§ **WHAT IS REQUIRED**: Copy out the lines of the records below, and only those lines, from the one with "codeflyer: I'll add" through the one with "flea89: Good point, while", exactly as they appear.

::::::

PR #2159, opened 2022-12-12
fix: reject not supported codecs

### LINKED ISSUE #2154: pinning service API needs to reject IPLD codecs we don’t support
- pinning service API needs to reject IPLD codecs we don’t support (for both web3.storage and NFT.Storage)
-  document that we support remote pinning the following codecs raw dag-json dag-cbor dag-pb in the root node and outside of that, we’ll reject (here https://web3.storage/docs/how-tos/pinning-services-api/ and https://nft.storage/docs/how-to/pinning-service/)
- also add to the API reference docs of each
- easiest way we can get this enforced in the API for now is to return non-200 responses to the pinning service API  (decode the cid in full, get its codec, compare, reject)

flea89:
Resolves #2154

### DIFF
--- a/packages/api/src/utils/psa.js
+++ b/packages/api/src/utils/psa.js
@@ -165,7 +165,7 @@ export function transformAndValidate (payload) {
       if (!SUPPORTED_CODECS.includes(c.code)) {
         let message = PSACodecNotSupported.MESSAGE
         if (c.code === libp2pKeyCodec) {
-          message = `${message} If you're trying to pin using an IPNS record that isn't supported yet. Please +1 [this githib issue](https://github.com/web3-storage/web3.storage/issues/2155) if you want it to be.`
+          message = `${message} If you're trying to pin using an IPNS record that isn't supported yet. Please +1 [this github issue](https://github.com/web3-storage/web3.storage/issues/2155) if you want it to be.`
         }
         throw new PSACodecNotSupported(message)
       }
--- a/packages/api/src/utils/psa.js
+++ b/packages/api/src/utils/psa.js
@@ -1,6 +1,18 @@
 import { Validator } from '@cfworker/json-schema'
-import { PSAErrorInvalidData, PSAErrorRequiredData } from '../errors.js'
+import { PSACodecNotSupported, PSAErrorInvalidData, PSAErrorRequiredData } from '../errors.js'
 import { normalizeCid } from '../utils/cid.js'
+import * as raw from 'multiformats/codecs/raw'
+import * as pb from '@ipld/dag-pb'
+import * as dagJson from '@ipld/dag-json'
+import * as dagCbor from '@ipld/dag-cbor'
+import { CID } from 'multiformats/cid'
+
+const SUPPORTED_CODECS = [
+  raw.code,
+  pb.code,
+  dagCbor.code,
+  dagJson.code
+]
 
 /**
  * @typedef {'queued' | 'pinning' | 'failed' | 'pinned'} apiPinStatus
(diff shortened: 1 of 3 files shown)


packages/api/test/pin.spec.js
```diff
@@ -562,6 +568,53 @@ describe('Pinning APIs endpoints', () => {
       assert.strictEqual(error.details, INVALID_CID)
     })
 
+    it('throws error if not supported codec', async () => {
+      const hash = await sha256.digest(Buffer.from(`${Math.random()}`))
```
francois-potato, line 572: Nit: could use `toString()` to here too. (same line 599)

packages/api/src/utils/psa.js
```diff
@@ -132,11 +149,25 @@ export function transformAndValidate (payload) {
   // Validate CID.
   if (cid) {
     try {
-      normalizedCid = normalizeCid(cid)
-      opts.cid = cid
+      let c
```
francois-potato, line 152: Nit; I find the following code not easy to read. Not sure why the declaration of c is made here and not in the block below. Could we use only one try? Maybe define a type for the returned struct?

packages/api/test/pin.spec.js
```diff
@@ -562,6 +568,53 @@ describe('Pinning APIs endpoints', () => {
...
+      const cid = CID.create(1, 72, hash).toString()
+
+      const res = await fetch(new URL('pins', endpoint).toString(), {
```
francois-potato, line 575: Nit: fetch can use a URL object (no need to `toString`). (same line 603)

francois-potato (approved):
LGTM

packages/api/src/utils/psa.js
```diff
@@ -132,11 +149,25 @@ export function transformAndValidate (payload) {
...
+        normalizedCid = c.toV1().toString()
+        opts.cid = cid
+      } catch (e) {
+        throw new PSAErrorInvalidData(INVALID_CID)
+      }
+
+      if (!SUPPORTED_CODECS.includes(c.code)) {
+        let message = PSACodecNotSupported.MESSAGE
+        if (c.code === 72) {
+          message = `${message} If you're trying to pin using an IPNS record that isn't supported yet. Please +1 [this githib issue](https://github.com/web3-storage/web3.storage/issues/2155) if you want it to be.`
```
blucas, line 164:
```suggestion
          message = `${message} If you're trying to pin using an IPNS record that isn't supported yet. Please +1 [this github issue](https://github.com/web3-storage/web3.storage/issues/2155) if you want it to be.`
```
Does the client parsing this error message support markdown syntax for hyperlinks?

packages/api/src/utils/psa.js
```diff
@@ -132,11 +149,25 @@ export function transformAndValidate (payload) {
...
+        c = CID.parse(cid)
+        normalizedCid = c.toV1().toString()
+        opts.cid = cid
+      } catch (e) {
+        throw new PSAErrorInvalidData(INVALID_CID)
+      }
+
+      if (!SUPPORTED_CODECS.includes(c.code)) {
+        let message = PSACodecNotSupported.MESSAGE
+        if (c.code === 72) {
```
blucas, line 163: Should `72` be documented somewhere to identify its meaning?

codeflyer: I'll add it to a constant, to improve the readability.

flea89: Good point, saved it in a constant and added a bit of explanation.

packages/api/src/utils/psa.js
flea89: Good point, while obv this API can be used directly, I think it's safe to expect most of the requests would probably come from Kubo. And I don't know if it does support it.
I wonder if it's a real problem thogh. Even if it doesn't, Markdown syntax for links it's quite common anyway, and I expect users to be able to still understand and navigate to the issue.

What do you think?

codeflyer (approved):
LGTM

adamalton (approved):

alanshaw (approved):

PR #1095, opened 2019-03-02
Remove venv from basic publishing path

### LINKED ISSUE #1023: Remove venv dependency for Python
Here's a brain dump from our discussion: 

- The user shouldn't need to have a virtual environment anymore since the worker and system dependencies are packaged into a nuget. 
- Basically, they should be able to publish an app with a blank requirements file and the app should just work. 
- Keep in mind not to run a `pip freeze` since that has the potential to load up the requirements file with everything on the user's system

ankitkumarr:
DO NOT MERGE
Need to run some tests on the artifacts by appveyor. And this is dependent on python worker to be consumed as nuget package to be finished. Closes #1023

### DIFF
--- a/src/Azure.Functions.Cli/Actions/HostActions/StartHostAction.cs
+++ b/src/Azure.Functions.Cli/Actions/HostActions/StartHostAction.cs
@@ -248,7 +248,6 @@ namespace Azure.Functions.Cli.Actions.HostActions
         {
             if (workerRuntime == WorkerRuntime.python)
             {
-                PythonHelpers.VerifyVirtualEnvironment();
                 // We need to update the PYTHONPATH to add worker's dependencies
                 var pythonPath = Environment.GetEnvironmentVariable("PYTHONPATH") ?? string.Empty;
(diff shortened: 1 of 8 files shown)


ankitkumarr:
Once we merge https://github.com/Azure/azure-functions-core-tools/pull/1098, I will update the PR, test and this should be ready to merge after that.

ankitkumarr:
After this is in, it is important that we update [this](https://github.com/Azure/azure-functions-core-tools/pull/1095/files#diff-f0fbe728234301bbbfa101ed4e53e5a8R46) on every python worker release.

@maiqbal11, we should add that to our python worker release wiki.

ahmelsayed:
Looks like the CI has python 2

ankitkumarr:
@ahmelsayed, I will remove the init test for Python for now in that case.

maiqbal11:
> After this is in, it is important that we update [this](https://github.com/Azure/azure-functions-core-tools/pull/1095/files#diff-f0fbe728234301bbbfa101ed4e53e5a8R46) on every python worker release.
> 
> @maiqbal11, we should add that to our python worker release wiki.

@ankitkumarr, here's the release instructions page: https://github.com/Azure/azure-functions-python-worker/wiki/Release-Instructions. You should be able to edit step 8 to include the relevant instructions once you've checked in.

PR #1098, opened 2019-03-04
Consume python worker from a nuget package

ankitkumarr:
Removing the venv and related changes will come in as a separate PR once this is in.

### DIFF
--- a/build/BuildSteps.cs
+++ b/build/BuildSteps.cs
@@ -107,17 +107,14 @@ namespace Build
 
         public static void AddPythonWorker()
         {
-            var pythonWorkerPath = Path.Combine(Settings.OutputDir, "python-worker");
-            Directory.CreateDirectory(pythonWorkerPath);
-            using (var client = new WebClient())
-            {
-                client.DownloadFile(Settings.PythonWorkerUrl, Path.Combine(pythonWorkerPath, "worker.py"));
-                client.DownloadFile(Settings.PythonWorkerConfigUrl, Path.Combine(pythonWorkerPath, "worker.config.json"));
-            }
-
             foreach (var runtime in Settings.TargetRuntimes)
             {
-                FileHelpers.RecursiveCopy(pythonWorkerPath, Path.Combine(Settings.OutputDir, runtime, "workers", "python"));
+                // Python worker's dependencies are platform dependent and need to be copied accordingly
+                var pythonDir = Path.Combine(Settings.OutputDir, runtime, "workers", "python");
+                var allOsDirectories = Directory.GetDirectories(pythonDir);
+                var pythonPlatformSpecificWorker = Path.Combine(pythonDir, Settings.RuntimesToOS[runtime]);
+                FileHelpers.RecursiveCopy(pythonPlatformSpecificWorker, pythonDir);
+                allOsDirectories.ToList().ForEach(dir => Directory.Delete(dir, recursive: true));
             }
         }
 
--- a/src/Azure.Functions.Cli/Actions/HostActions/StartHostAction.cs
+++ b/src/Azure.Functions.Cli/Actions/HostActions/StartHostAction.cs
@@ -5,6 +5,7 @@ using System.IO;
 using System.Linq;
 using System.Net;
 using System.Net.Http;
+using System.Reflection;
 using System.Security.Cryptography.X509Certificates;
 using System.Threading.Tasks;
 using Azure.Functions.Cli.Actions.HostActions.WebHost.Security;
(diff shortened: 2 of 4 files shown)


src/Azure.Functions.Cli/Actions/HostActions/StartHostAction.cs
```diff
@@ -248,6 +249,13 @@ private async Task PreRunConditions(WorkerRuntime workerRuntime)
             if (workerRuntime == WorkerRuntime.python)
             {
                 PythonHelpers.VerifyVirtualEnvironment();
+                // We need to update the PYTHONPATH to add worker's dependencies
+                var pythonPath = Environment.GetEnvironmentVariable("PYTHONPATH") ?? string.Empty;
+                var pythonWorkerDeps = Path.Combine(Path.GetDirectoryName(Assembly.GetExecutingAssembly().Location), "workers", "python", "deps");
+                if (!pythonPath.Contains(pythonWorkerDeps))
+                {
+                    Environment.SetEnvironmentVariable("PYTHONPATH", $"{pythonWorkerDeps};{pythonPath}", EnvironmentVariableTarget.Process);
```
ahmelsayed: use `Path.PathSeparator` instead of `;`. On Windows it's `;` but on Mac/Linux it's `:`

build/BuildSteps.cs
```diff
@@ -107,17 +107,14 @@ public static void AddDistLib()
...
-                client.DownloadFile(Settings.PythonWorkerConfigUrl, Path.Combine(pythonWorkerPath, "worker.config.json"));
-            }
-
             foreach (var runtime in Settings.TargetRuntimes)
             {
-                FileHelpers.RecursiveCopy(pythonWorkerPath, Path.Combine(Settings.OutputDir, runtime, "workers", "python"));
+                // Python worker's dependencies are platform dependent and need to be copied accordingly
+                var pythonDir = Path.Combine(Settings.OutputDir, runtime, "workers", "python");
+                var allOsDirectories = Directory.GetDirectories(pythonDir);
+                var pythonPlatformSpecificWorker = Path.Combine(pythonDir, Settings.RuntimesToOS[runtime]);
```
ahmelsayed: small nit, but I'd prefer if the path was all lowercase, so `Settings.RuntimeToOS[].ToLower()`

build/BuildSteps.cs
```diff
@@ -107,17 +107,14 @@ public static void AddDistLib()
...
+                FileHelpers.RecursiveCopy(pythonPlatformSpecificWorker, pythonDir);
+                allOsDirectories.ToList().ForEach(dir => Directory.Delete(dir, recursive: true));
```
ahmelsayed: did you mean to have these 2 in the reverse order? It seems that the last line will just delete all the workers including the one you just copied.

ahmelsayed: Actually I think I may have misunderstood the flow here. The `Windows, Linus, Mac` folders come from the nuget package, right? then you copy all the content of the right one outside it's platform specific folder, then delete all the platform specific folder?

build/BuildSteps.cs
```diff
@@ -107,17 +107,14 @@ public static void AddDistLib()
 
         public static void AddPythonWorker()
         {
-            var pythonWorkerPath = Path.Combine(Settings.OutputDir, "python-worker");
-            Directory.CreateDirectory(pythonWorkerPath);
-            using (var client = new WebClient())
-            {
-                client.DownloadFile(Settings.PythonWorkerUrl, Path.Combine(pythonWorkerPath, "worker.py"));
-                client.DownloadFile(Settings.PythonWorkerConfigUrl, Path.Combine(pythonWorkerPath, "worker.config.json"));
```
ahmelsayed: delete `Settings.PythonWorkerUrl` and `Settings.PythonWorkerConfigUrl` from settings

build/BuildSteps.cs
ankitkumarr: @ahmelsayed, actually I meant it the way I have. The directory `workers/python` has 3 runtime directories (`Linux`, `Mac` and `Windows`). I am copying everything from `workers/python/<runtime>/` to `workers/python/` and then deleting all the three runtime directories.

So, I end up with `workers/python/deps`, `workers/python/worker.py` and `workers/python/worker.config.json`.

build/BuildSteps.cs
ankitkumarr: @ahmelsayed, I think that would have to be updated in the nuget package itself (@maiqbal11). The runtimes `Windows, Linux, Mac` comes from the nuget package. 
After the build, they don't exist.

build/BuildSteps.cs
ankitkumarr: @ahmelsayed sorry, didn't see your reply. Yes, you are right. That's what I am doing.

build/BuildSteps.cs
ahmelsayed: That makes sense. Sorry I misread it.

ahmelsayed:
With this PR, you can also change the init part for python apps to remove all the pip install stuff, right?

ankitkumarr:
@ahmelsayed, yes, I had actually put that stuff in the PR https://github.com/Azure/azure-functions-core-tools/pull/1095 to remove venv. Once this is merged in, I figured I could update that PR, test and merge. 

Or if you prefer I can combine the two PRs. I made that one before we had the nuget package ready.

ahmelsayed:
2 PRs are fine.

ankitkumarr:
Updated the python worker to release version.

PR #1099, opened 2019-03-05
Add User-Agent to zipdeploy calls

### LINKED ISSUE #1096: Add a user-agent to zipDeploy path
We are working to correlate our logs to understand who is publishing from the CLI tools.  Today we can't see when the CLI is publishing via zipDeploy as it doesn't appear any user agent is sent.  Would be good if we could include a user-agent similar to the ArmClient.  Ideally we would include both the fact that it's the CLI and the version of the CLI.  

/cc @dariagrigoriu

ahmelsayed:
Closes #1096


ankitkumarr:
@ahmelsayed should we make https://github.com/Azure/azure-functions-core-tools/blob/dev/src/Azure.Functions.Cli/Arm/ArmClient.cs#L83 the same agent as the one in PR as well? Or does ARM need it to be `"functions-cli/2.0"`

ahmelsayed:
Updated it as well.

Issue #1031, opened 2019-02-08
[packapp] Support conda install


asavaritayal:
If `environment.yaml` is present, `conda install` the dependencies instead of `pip install`.

asavaritayal:
@elprans can you look into this?

asavaritayal:
@elprans correct me if I'm wrong but the Conda repository only offers pre-built wheels. So there is no requirement for `--build-native-deps` path on this one right?

daguito81:
Any news on this issue?

yubozhao:
Would love to see any update/news on this feature.

anthonychu:
@anirudhgarg @vrdmr Do you have the latest guidance on this?

georghildebrand:
I would also be very much interested in this!

martikevin:
Hey @anirudhgarg @vrdmr we are also waiting for conda support because some dependencies like geopandas cannot be installed over pip install command. 

Please an update!?

yputter:
Also waiting for this, as turbodbc fails with pip

martinjoshua:
Would also love to see an update on this feature request.

Servot:
Also waiting for this, as scikit-garden is failing with pip

yubozhao:
We end up using custom Dockerfile.  You can find what we did here: https://github.com/bentoml/BentoML/blob/master/docker/azure-functions/Dockerfile

Basically, build on top this and add miniconda

owenlamont:
I'm also holding out for this - would love Azure functions to have the same support for conda environments as Azure ML.

stefanushinardi:
Hi @owenlamont, we are planning to publish an image with conda dependencies that you could use in custom container on a premium plan.  Would that work for you? or you're planning to use consumption plan?

owenlamont:
Hi @stefanushinardi - I'm ignorant of what plan my workplace has. I'll have to enquire with the with our data engineering team.

I was aware conda environments could be used by specifying a custom container Docker image but I had hoped I could let Azure Functions abstract Docker away and it would work as written on the description of this ticket - that I could just replace the requirements.txt with an environment.yml and everything else would auto-magically work.

stefanushinardi:
I see, got it. I dont have a timeline for that yet, but appreciate the nudge. Will discuss internally about the support. cc: @vrdmr @Hazhzeng @AnatoliB

kyle-pena-nlp:
[...]

PR #1115, opened 2019-03-08
Add initial support for Conda environments

elprans:
This adds the necessary bits to enable the publishing of conda-based
function apps.  This support is incomplete without the corresponding
server-side changes.

Conda environments are fundamentally different from regular Python
virtual environments.  Every environment contains a complete set of
binaries and shared libraries, including Python itself, required to 
run the application.  As such, the generated function package is
substantial: ~800MiB for a minimal environment.  

The difference in organization also necessiates a different launch
protocol, as a Conda environment is a mini-buildroot, "activating" 
it is a lot more involved.

Issue: #1031

### DIFF
--- a/src/Azure.Functions.Cli/Azure.Functions.Cli.csproj
+++ b/src/Azure.Functions.Cli/Azure.Functions.Cli.csproj
@@ -45,6 +45,9 @@
     <EmbeddedResource Include="StaticResources\local.settings.json.template">
       <LogicalName>$(AssemblyName).local.settings.json</LogicalName>
     </EmbeddedResource>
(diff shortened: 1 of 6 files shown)


ahmelsayed:
@ankitkumarr can you please take a look at this PR. The change LGTM but I think you have more context around this area.

ankitkumarr:
@ahmelsayed , @asavaritayal had advised to hold off on conda work. Asavari, can you confirm?

ahmelsayed:
oh, sorry I didn't know that. It's @asavaritayal's call.

ahmelsayed:
Closing stale PR

PR #1126, opened 2019-03-14
Moving to runtime version 2.0.12353

mathewc:


ahmelsayed:
there seem to be some conflicts around powershell and python worker versions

::::::

§ **RESULT OF THIS TASK**:
codeflyer: I'll add it to a constant, to improve the readability.

flea89: Good point, saved it in a constant and added a bit of explanation.

packages/api/src/utils/psa.js
flea89: Good point, while obv this API can be used directly, I think it's safe to expect most of the requests would probably come from Kubo. And I don't know if it does support it.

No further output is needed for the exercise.